Changes in Health Services Fund (HSF) Employer Contributions

As part of an effort to reduce taxes on small and medium businesses (SMBs), the Quebec government is reducing HSF contributions for SMBs in all sectors. In addition to gradually increasing the total payroll threshold to determine whether an employer is eligible to a rate below the regular rate of 4.26 per cent from $5 million to $7 million over a four-year period as of 2019, allowing more businesses to take advantage of this rate reduction, the government is making the following changes:

Businesses with payroll less than $1 million will see their rates be reduced as follows over a five year period:

  • Primary and manufacturing sectors: from 1.50 per cent to 1.25 per cent
  • Service and construction sectors: from 2.30 per cent to 1.65 per cent

SMBs whose total payroll is over $1 million without exceeding the total payroll threshold will also see a gradual reduction in their contribution rate.

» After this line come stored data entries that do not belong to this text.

PR #20169, opened 2025-04-11
feat: add punchout navigation guard

FollowTheFlo:


integration-libs/punchout/root/model/punchout.model.ts
```diff
@@ -56,3 +56,16 @@ export interface PunchoutState {
...
+
+export type PunchoutNavigationGuardConfig = {
+  [key in PunchOutOperation]: {
+    urls?: string[];
+    cxRoutes?: string[];
+    homePage?: boolean;
+  };
+};
+
+export interface punchoutStorageInfo {
```
Platonn, line 68: [NITPICK]
For consistency, let's keep interface names PascalCase

integration-libs/punchout/root/services/punchout-state-persistence.service.ts
```diff
@@ -20,51 +23,68 @@ export class PunchoutStatePersistanceService implements OnDestroy {
...
-  protected getPunchoutSessionId(): Observable<string | undefined> {
+  protected getPunchoutStorageInfo(): Observable<
+    punchoutStorageInfo | undefined
+  > {
     return this.punchoutStoreService.getPunchoutState().pipe(
       map((punchoutState) => {
-        if (punchoutState?.punchoutSessionId) {
+        if (
+          punchoutState?.punchoutSessionId &&
+          punchoutState?.punchoutSession?.punchOutOperation
```
Platonn, line 50: [NITPICK]
`punchout` vs `punchOut`
For consistency, lets keep only one variant throughout the whole epic feature - `punchout` as one word, or `punchOut`/`PunchOut`/`punch-out`/`PUNCH_OUT` as 2 words

integration-libs/punchout/guards/punchout-navigation.guard.ts
```diff
@@ -0,0 +1,126 @@
...
+        urls: [...this.allowedUrlsForAll, ...this.allowCxRoutesForEdit],
+        cxRoutes: [...this.allowCxRoutesForEdit],
+        homePage: true,
+      },
+      [PunchOutOperation.CREATE]: {
+        urls: [...this.allowedUrlsForAll, ...this.allowCxRoutesForEdit],
+        cxRoutes: [...this.allowCxRoutesForEdit],
+        homePage: true,
+      },
+    };
```
Platonn, line 59: [MEDIUM]
The property names of `PunchoutNavigationGuardConfig` are quite confusing to me.
- `urls` - does it mean allowedUrls?
- `cxRoutes` - does it mean allowedCxRoutes
- `homePage: boolean` - what's the intention/meaning behind it? Did you consider some alternative more descriptive name? (I'm just guessing, I might be totally wrong: shouldRedirectToHomepage? isHomePageAllowed? something else?

integration-libs/punchout/root/model/punchout.model.ts
```diff
@@ -9,6 +9,7 @@ export const PUNCHOUT_ERROR_PAGE_URL = '/punchout/cxml/error';
 export const PUNCHOUT_SESSION_ID = 'punchoutSessionId';
 export const PUNCHOUT_SESSION_PAGE_URL = '/punchout/cxml/session';
 export const PUNCHOUT_REQUISITION_PAGE_URL = '/punchout/cxml/requisition';
+export const PUNCHOUT_INSPECT_PAGE_URL = '/punchout/cxml/inspect';
```
Platonn, line 12: [QUESTION]
1. I'm sorry I forgot, what is the `Inspect` page in the punchout user flow? I'm just curious.
2. Why we added it only in this PR? Was it a direct result of adding an Angular Guard? or it was needed anyway to be added, and we just added it in this PR by the way?

integration-libs/punchout/root/model/punchout.model.ts
```diff
@@ -33,11 +33,11 @@ export interface PunchoutSessionInput {
...
-  customerId: string;
-  cartId: string;
-  punchOutLevel: PunchOutLevel;
-  punchOutOperation: PunchOutOperation;
-  selectedItem: string;
+  customerId?: string;
+  cartId?: string;
+  punchOutLevel?: PunchOutLevel;
+  punchOutOperation?: PunchOutOperation;
+  selectedItem?: string;
```
Platonn, line 40: [QUESTION]
Why we need to change all those properties to optional in this PR? Is it really related to adding an Angular Guard? Or it was needed anyway and we just added it in this PR by the way?

integration-libs/punchout/guards/punchout-navigation.guard.ts
```diff
@@ -0,0 +1,126 @@
...
+  ) {
+    if (!cxRoutes) {
+      return false;
+    }
+    return !!route.data['cxRoute'] && cxRoutes.includes(route.data['cxRoute']);
+  }
+
+  protected isPunchoutSessionActive(): Observable<
+    PunchOutOperation | undefined
+  > {
```
Platonn, line 114: [NITPICK]
The method name is a bit confusing - it suggests it returns a boolean `is..`, but it returns a punchout operation.

integration-libs/punchout/root/model/punchout.model.ts
```diff
@@ -24,7 +25,6 @@ export enum PunchOutOperation {
   CREATE = 'CREATE',
   EDIT = 'EDIT',
   INSPECT = 'INSPECT',
-  SOURCE = 'SOURCE',
```
Platonn: [QUESTION]
Why we removed `SOURCE` punchout operation type in this PR? Was it a direct result of adding an Angular Guard? or it was needed anyway to be added, and we just removed it in this PR by the way?

integration-libs/punchout/root/services/punchout-state-persistence.service.ts
```diff
@@ -20,51 +23,68 @@ export class PunchoutStatePersistanceService implements OnDestroy {
...
       punchoutSessionId &&
+      punchOutOperation &&
       !this.punchoutDetectionService.isPunchoutSessionPage()
     ) {
-      this.punchoutStoreService.setPunchoutState({ punchoutSessionId });
+      this.punchoutStoreService.setPunchoutState({
+        punchoutSessionId,
+        punchoutSession: {
+          punchOutOperation: punchOutOperation as PunchOutOperation,
+        },
```
Platonn, line 86: [QUESTION]
Why we need store punchout operation in local storage? Is it really related to adding an Angular Guard? Or it was needed anyway and we just added it in this PR by the way?

integration-libs/punchout/guards/punchout-navigation.guard.ts
```diff
@@ -0,0 +1,126 @@
...
+  ];
+  protected readonly allowCxRoutesForEdit: string[] = [
+    'category',
+    'quickOrder',
+    'product',
+    'cart',
+  ];
+  protected readonly allowedUrlsForInspect: string[] = [
+    PUNCHOUT_INSPECT_PAGE_URL,
+  ];
```
Platonn, line 42: [NITPICK]
`allowed...` vs `alllow...` vs `allowed...`

For consistency, shall we rename `allowCxRoutesForEdit` to `allowedCxRoutesForEdit`,

integration-libs/punchout/root/model/punchout.model.ts
FollowTheFlo: 1. Inspect Cart page, the cart is read-only, user can only see the PunchoutInspectcart page, this page has not been implemented yet (CXSPA-8597 | Punchout INSPECT CART mode). On ARIBA, the cart is read-only because it is on pending-approval status, user still have the right to punch-in to inspect his/her cart.
2. To anticipate, so the full logic is here, covers all use cases.

integration-libs/punchout/root/model/punchout.model.ts
FollowTheFlo: Accelerator did not support this operation, neither us.
https://github.tools.sap/cx-commerce/subscriptionbundles/blob/develop/b2bpunchout/resources/b2bpunchout-beans.xml#L22
```
<enum class="de.hybris.platform.b2b.punchout.constants.PunchOutSetupOperation">
		<description>Supported PunchOut operations</description>
		<value>CREATE</value>
		<value>EDIT</value>
		<value>INSPECT</value>
	</enum>
```
	It is used to initiate a quote with a sourcing application. More info on
	https://xml.cxml.org/current/cXMLReferenceGuide.pdf page 79

FollowTheFlo: i removed it as TypeScripot was enforcing to define SOURCE in below config:
protected readonly punchoutNavigationGuardConfig: PunchoutNavigationGuardConfig

As the type enforce to enumerate all punchoutOperation
```
export type PunchoutNavigationGuardConfig = {
  [key in PunchOutOperation]: {
    urls?: string[];
    cxRoutes?: string[];
    homePage?: boolean;
  };
};
```
I believe it avoid confusion, as we won't use SOURCE operation, i just removed it.

integration-libs/punchout/root/services/punchout-state-persistence.service.ts
FollowTheFlo: punchOutOperation property is returned by cx-server (punchout session occ api) , it is to have the exact match.
I personally prefer to keep 'punchout' everywhere. I had to do an exception for punchOutLevel and punchOutOperation

integration-libs/punchout/root/services/punchout-state-persistence.service.ts
FollowTheFlo: to get the punchoutOperation value, we have to call the punchout Session Api and wait for its response.
It was for performance matter. It avoid calling a facade method.

integration-libs/punchout/root/model/punchout.model.ts
FollowTheFlo: I added punchOutOperation value in local storage. 
When punchout info value is read from local storage,  punchout state is updated and contains only 2 values at this stage (when app starts and reads local storage): punchoutSessionId and punchoutSession. 
punchOutOperation, punchoutSession obj need to have the other properties as optional to be able to be partial.

integration-libs/punchout/guards/punchout-navigation.guard.ts
FollowTheFlo: yes, i couldn't find a proper name. At first it was called getPunchoutOpeation, but it is a bit more than that as it checks user login status too.

integration-libs/punchout/guards/punchout-navigation.guard.ts
FollowTheFlo: thank I'll add
allowedUrls
allowedCxRoutes
allowHomePage

The redirection is not done yet, at the mom it only block the page without any message.

PR #20184, opened 2025-04-16
feat: navigation restriction with guard using occ request

FollowTheFlo:


integration-libs/punchout/root/facade/punchout.facade.ts
```diff
@@ -33,7 +34,8 @@ export function punchoutFacadeFactory() {
 })
 export abstract class PunchoutFacade {
   /**
-   * Abstract method used to get Punchout Session
+   * Abstract method used to get Punchout Session, worflow:
+   * occ api request, logout previous user, login punchout user, load cart
    * @param sessionId is the sesssion Id given by ARIBA via url param
    */
   abstract getPunchoutSession(
```
FollowTheFlo, line 41: planning to rename as 'initPunchoutSession' as it does much more than requesting server punchout session.

integration-libs/punchout/core/facade/punchout.service.ts
```diff
@@ -49,6 +49,18 @@ export class PunchoutService implements PunchoutFacade {
   protected multiCartFacade = inject(MultiCartFacade);
   protected userIdService = inject(UserIdService);
 
+  /**
+   * punchoutSession ajax request will always return same response during a punchout session.
+   * To avoid multiple server calls, input (punchoutSessionId) and output (punchoutSession) values are stored into punchoutSessionRequest.
+   */
+  protected readonly punchoutSessionRequest: {
```
FollowTheFlo: could be rename as punchoutSessionRequestSnapshot, cachedPunchoutSessionRequest or punchoutSessionRequestState if not explicit enough.

integration-libs/punchout/core/facade/punchout.service.ts
```diff
@@ -67,55 +79,44 @@ export class PunchoutService implements PunchoutFacade {
       this.displayErrorPage();
       return throwError(() => new Error('Punchout Session Id missing'));
     }
-    return this.punchoutConnector
-      .getPunchoutSession(payload.punchoutSessionId)
-      .pipe(
-        map((punchoutSession) => {
+
+    return this.requestPunchoutSession(payload.punchoutSessionId).pipe(
+      switchMap((punchouSession) => {
```
Platonn: typo `punchou` vs `punchout`

integration-libs/punchout/core/facade/punchout.service.ts
Platonn: I like the word "cached" in this context with this explanatory JSDocs

Do we cache the request payload? Or the response contents? 
If the response, what about "cachedPunchoutSession**Response**"?
or just "cachedPunchoutSession", if it makes more sense to you?

integration-libs/punchout/root/guards/punchout-navigation.guard.ts
```diff
@@ -0,0 +1,181 @@
...
+  protected readonly punchoutNavigationGuardConfig: PunchoutNavigationGuardConfig =
+    {
+      [PunchOutOperation.INSPECT]: {
+        allowedUrls: [...this.allowedUrlsForAll, ...this.allowedUrlsForInspect],
+        redirectPage: PUNCHOUT_INSPECT_PAGE_URL,
+      },
+      [PunchOutOperation.EDIT]: {
+        allowedUrls: [
+          ...this.allowedUrlsForAll,
+          ...this.allowedCxRoutesForEdit,
```
Platonn: [QUESTION]
Should `allowedUrls` really contain `this.allowedCxRoutesForEdit`? I understood that we should treat separately Urls and cxRoutes.

Note: analogical comment applies to lines 80-82:
```
     [PunchOutOperation.CREATE]: {
        allowedUrls: [
          ...this.allowedUrlsForAll,
          ...this.allowedCxRoutesForEdit,
```

integration-libs/punchout/root/guards/punchout-navigation.guard.ts
```diff
@@ -0,0 +1,181 @@
...
+            this.punchoutNavigationGuardConfig[punchoutOperation]
+              .allowedCxRoutes
+          ) ||
+          this.findByUrls(
+            route,
+            this.punchoutNavigationGuardConfig[punchoutOperation].allowedUrls
+          ) ||
+          (!!this.punchoutNavigationGuardConfig[punchoutOperation]
+            ?.allowHomePage &&
+            this.findHomePage(route));
```
Platonn: [NITPICK]
I'm having hard time understanding what this method does `findByCxRoute` from it's name. Does it return an element of an array?
After analyzing the whole implementation, I guess this method answers the question, whether the given operation is allowed for some cxRoute.

 What about simplifying the methods signatures and renaming them so the condition is simplified as below:
```
        const canActivate =
          !punchoutOperation ||
          this.isAllowedCxRoute(route, punchoutOperation) ||
          this.isAllowedUrl(route, punchoutOperation)
```
(and moving the access to `this.punchoutNavigationGuardConfig` into internals/implementation of those new methods `this.isAllowedCxRoute()` and `this.isAllowedUrl())

btw. to simplify logic even further, I guess we can simply put the `''` (homepage url) into the array of relevant allowedUrls (instead of creating a special property for `allowHomePage:boolean`)?

integration-libs/punchout/root/guards/punchout-navigation.guard.ts
FollowTheFlo: yep, .`..this.allowedCxRoutesForEdit` should be removed from allowedUrls.

integration-libs/punchout/core/facade/punchout.service.ts
FollowTheFlo: I realized we don't need to cache the sessionId (payload) since there is no scenario where sessionId would be different during a user punchout instance without leaving spartacus.
so now only caching the response:
` protected cachedPunchoutSessionResponse?: PunchoutSession;`

integration-libs/punchout/root/facade/punchout.facade.ts
FollowTheFlo: renaming tasks covered in 
CXSPA-9873 | Improve source code naming

integration-libs/punchout/core/facade/punchout.service.ts
```diff
@@ -67,55 +73,44 @@ export class PunchoutService implements PunchoutFacade {
...
+          logout: this.punchoutAuthService.logout(),
+        });
+      }),
+      map(({ punchoutSession }) => {
+        if (punchoutSession?.token?.accessToken) {
+          this.punchoutAuthService.loginWithToken(
+            punchoutSession.token.accessToken,
+            punchoutSession.customerId
+          );
+          this.loadCart(punchoutSession.cartId).subscribe();
```
Pucek9, line 90: I know it's already existing code, but nested subscription seems potentially unpredictable

FollowTheFlo: thanks,
I'm adding this concerns to 
[CXSPA-9871](https://jira.tools.sap/browse/CXSPA-9871)
Token not revoked when silently logout user
this pipe will need to be enhanced.

Pucek9:
Work as expected
1a,1b:
image
2a, 2b:
image

Pucek9 (approved):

These tax changes come on the heels of the enhancement of the Quebec Pension Plan (QPP). As we wrote in November, while the expansion of the QPP was welcome news for employees, we felt there was a missed opportunity to address the gap in payroll taxation between Quebec and the rest of Canada.

These measures will now help Quebec SMBs absorb some of the upcoming costs associated with QPP expansion, and decrease the gap in payroll tax between Quebec and the rest of Canada. These changes are likely to be welcomed by employers.

No Action on Health and Welfare Trusts

In February, the Federal Government announced the end of Health and Welfare Trusts (HWTs), with the regime being discontinued by the end of 2020 and existing HWTs converted to Employee Life and Health Trusts.

This Quebec budget contained no information on how the government of Quebec plans to harmonize its own rules with the new rules announced by the federal government. Once Ottawa completes its consultations and releases its transitional rules, Quebec will likely have to act as well.

Mercer is reviewing the likely impact of the discontinuation of the HWT regime and will continue to monitor developments closely, including the position of the government of Quebec. Any change with an impact to HWTs will require swift action.